Greg Vercellotti, MD, FACP

Dr. Vercellotti's research focuses on inflammation and endothelial cell biology, the role of inflammation in vaso-occlusion in sickle cell anemia, the role of infection in atherosclerosis and vascular disease, and oxidative stress and vascular disease. His clinical interests range from coagulation and bleeding disorders, platelet disorders, red cell disorders, porphyria, bone marrow transplant, leukemia, lymphoma, and myeloma to immunologic deficiencies.Dr. Vercellotti's lab demonstrated that the abundant physiological iron contained in heme, is a powerful catalyst for LDL oxidation which could activate and damage endothelial cells.

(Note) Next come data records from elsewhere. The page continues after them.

Issue #1842, opened 2022-10-25
Support `CustomTxType::UpdateMasternode` on Jellyfish


fuxingloh:
#### What would you like to be added:

> Support https://github.com/DeFiCh/ain/pull/1437

Add `CustomTxType::UpdateMasternode` DfTx support. This includes: 
- RPC typing @marktanrj #1847
- DfTx parsing @marktanrj #1863
- `whale-api` Masternode Index changes @imkven #1869
- DfTx transaction builder @marktanrj #1894

fuxingloh:
You might want to tackle with multiple PRs, instead of implementing them all at once.

PR #1894, opened 2022-12-01
feat(jellyfish-transaction-builder): Add updatemasternode transaction builder

marktanrj:
- updatemasternode transaction builder

Fixes part of #1842

#### Additional comments?:
- #1863 needed for typings
- <del> #1892 needed for createDeFiTx </del>


packages/jellyfish-transaction-builder/src/txn/txn_builder_masternode.ts
```diff
@@ -41,4 +48,87 @@ export class TxnBuilderMasternode extends P2WPKHTxnBuilder {
...
+      value: total,
+      script: changeScript,
+      tokenId: 0x00
+    }
+
+    const mergedVin = [...vin]
+    const mergedVout = [deFiOut, change]
+    const mergedPrevouts = [...prevouts]
+
+    if (collateralInfo != null) {
```
delphk: should prefer strict equality checking (` !==` )

marktanrj: Thanks, amended

infinia-yzl (dismissed):

delphk (commented):
Similar to the RPC tests, it would be good to check that the masternodes have been updated correctly through `listMasternodes()` in the tests

delphk (dismissed):
LGTM

infinia-yzl (dismissed):

packages/jellyfish-transaction-builder/src/txn/txn_builder_masternode.ts
```diff
@@ -1,11 +1,18 @@
+import { RawTransaction } from '@defichain/jellyfish-api-core/dist/category/rawtx'
```
fuxingloh: This type isn't an included dependency in `jellyfish-transaction-builder`; it won't be available unless explicitly installed.

fuxingloh: It also creates an expectation that consumer of this class uses `jellyfish-api-core` to build the transaction. They might be using whale which don't provide this information.

packages/jellyfish-transaction-builder/src/txn/txn_builder_masternode.ts
```diff
@@ -41,4 +48,90 @@ export class TxnBuilderMasternode extends P2WPKHTxnBuilder {
...
+   * @param {Script} changeScript to send unspent to after deducting the (converted + fees)
+   * @param {Object} [collateralInfo] needed when updating owner address
+   * @param {RawTransaction} collateralInfo.rawCollateralTx to get relevant data needed for collateral vin and vout
+   * @param {Script} collateralInfo.newOwnerScript for new owner address
+   * @return {Promise<TransactionSegWit>}
+   */
+  async update (
+    updateMasternode: UpdateMasternode,
+    changeScript: Script,
+    collateralInfo?: {
```
fuxingloh:
```suggestion
    collateral?: {
```

IMO, we could just call it `collateral` since all datatypes are analogous to `info` being passed.

packages/jellyfish-transaction-builder/src/txn/txn_builder_masternode.ts
```diff
@@ -41,4 +48,90 @@ export class TxnBuilderMasternode extends P2WPKHTxnBuilder {
...
+      rawCollateralTx: RawTransaction
```
fuxingloh: As described above, we might need to use another more prevalent data type that is available everywhere. Since `RawTransaction` might have more information that we might not need. We need to keep the scope small; we could also declare the type here.

fuxingloh (changes requested):
The test looks good; I've requested changes for the source.

packages/jellyfish-transaction-builder/src/txn/txn_builder_masternode.ts
marktanrj: ok, I replaced the raw transaction param with txid, value, tokenId

packages/jellyfish-transaction-builder/src/txn/txn_builder_masternode.ts
```diff
@@ -41,4 +47,90 @@ export class TxnBuilderMasternode extends P2WPKHTxnBuilder {
...
+   * @param {Script} collateral.newOwnerScript for new owner address
+   * @return {Promise<TransactionSegWit>}
+   */
+  async update (
+    updateMasternode: UpdateMasternode,
+    changeScript: Script,
+    collateral?: {
+      txid: string
+      value: BigNumber
+      tokenId: number
```
fuxingloh:
```suggestion
```

Let's remove this too, since (see below).

packages/jellyfish-transaction-builder/src/txn/txn_builder_masternode.ts
```diff
@@ -41,4 +47,90 @@ export class TxnBuilderMasternode extends P2WPKHTxnBuilder {
...
+          OP_CODES.OP_DEFI_TX_UPDATE_MASTER_NODE(updateMasternode)
+        ]
+      },
+      tokenId: 0x00
+    }
+
+    const change: Vout = {
+      value: total,
+      script: changeScript,
+      tokenId: 0x00
```
fuxingloh, line 88: You're already using a fixed `0x00` here, and since the beginning of `ain`, it has always been `0x00`. We don't intend to introduce any more `tokenId`. It's more or less a deprecated field.

packages/jellyfish-transaction-builder/src/txn/txn_builder_masternode.ts
```diff
@@ -41,4 +47,90 @@ export class TxnBuilderMasternode extends P2WPKHTxnBuilder {
...
+
+    if (collateral !== null && collateral !== undefined) {
+      const { txid, value, tokenId, newOwnerScript } = collateral
+
+      const collateralPrevout: Prevout = {
+        txid,
+        vout: 1,
+        script: changeScript,
+        value: new BigNumber(value),
+        tokenId
```
fuxingloh:
```suggestion
        tokenId: 0x00
```

So we can just use `0x00`.

packages/jellyfish-transaction-builder/src/txn/txn_builder_masternode.ts
```diff
@@ -41,4 +47,90 @@ export class TxnBuilderMasternode extends P2WPKHTxnBuilder {
...
+      }
+      const collateralVout: Vout = {
+        script: newOwnerScript,
+        value: new BigNumber(value),
+        tokenId
```
fuxingloh:
```suggestion
        tokenId: 0x00
```

packages/jellyfish-transaction-builder/src/txn/txn_builder_masternode.ts
```diff
@@ -41,4 +47,90 @@ export class TxnBuilderMasternode extends P2WPKHTxnBuilder {
...
+
+  /**
+   * Build update masternode transaction
+   *
+   * @param {UpdateMasternode} updateMasternode transaction to create
+   * @param {Script} changeScript to send unspent to after deducting the (converted + fees)
+   * @param {Object} [collateral] needed when updating owner address
+   * @param {string} collateral.txid collateral txid
+   * @param {BigNumber} collateral.value collateral amount
+   * @param {number} collateral.tokenId collateral tokenId
```
fuxingloh:
```suggestion
```

packages/jellyfish-transaction-builder/src/txn/txn_builder_masternode.ts
```diff
@@ -41,4 +47,90 @@ export class TxnBuilderMasternode extends P2WPKHTxnBuilder {
...
+      script: changeScript,
+      tokenId: 0x00
+    }
+
+    const mergedVin = [...vin]
+    const mergedVout = [deFiOut, change]
+    const mergedPrevouts = [...prevouts]
+
+    if (collateral !== null && collateral !== undefined) {
+      const { txid, value, tokenId, newOwnerScript } = collateral
```
fuxingloh:
```suggestion
      const { txid, value, newOwnerScript } = collateral
```

fuxingloh (changes requested):
Generally, LGTM, but how about we remove `tokenId`? Reasons below.

packages/jellyfish-transaction-builder/src/txn/txn_builder_masternode.ts
marktanrj: I see, amended.

fuxingloh (approved):
LGTM

delphk (approved):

Heme readily enters cell membranes and the endothelium becomes hyper- susceptible to oxidant-mediated cytolysis. They demonstrated how the vasculature defends itself against heme mediated injury by the induction of the cellular cytoprotectants, heme oxygenase-1 (HO-1) and ferritin, leading to resistance to oxidant-mediated injury. They showed in vivo relevance of this cytoprotection in a variety of models from rhabdomyolysis to sickle cell disease (SCD). His lab provided significant evidence for the important role of inflammation in vaso-occlusion in SCD. They demonstrated that decreasing inflammation or decreasing reactive oxygen species, inhibiting adhesion molecules, all decrease vaso-occlusion in murine models of sickle cell disease using a unique physiological model. Due to hemolysis, both human SCD and murine SCD model have increased HO-1. They demonstrated that HO-1, when overexpressed in sickle animals, prevents hypoxia induced vaso-occlusion. Furthermore, the products of HO-1, biliverdin and CO could also modulate vaso-occlusion.Recent work has shown that heme released from sickle RBCs interacts with the innate immune toll-like receptor 4 (TLR4) on endothelium and blood cells to activate pro-inflammatory signaling in SCD. Current work is focused on discovering novel therapeutic approaches to modulate vaso-occlusion with targeted inhibitors of TLR4, complement and BACH1. He is also collaborating on developing gene therapies and gene editing for sickle cell disease. He is a co-investigator on clinical trials for gene therapy for sickle cell disease and pi for trials for gene editing for thalassemia.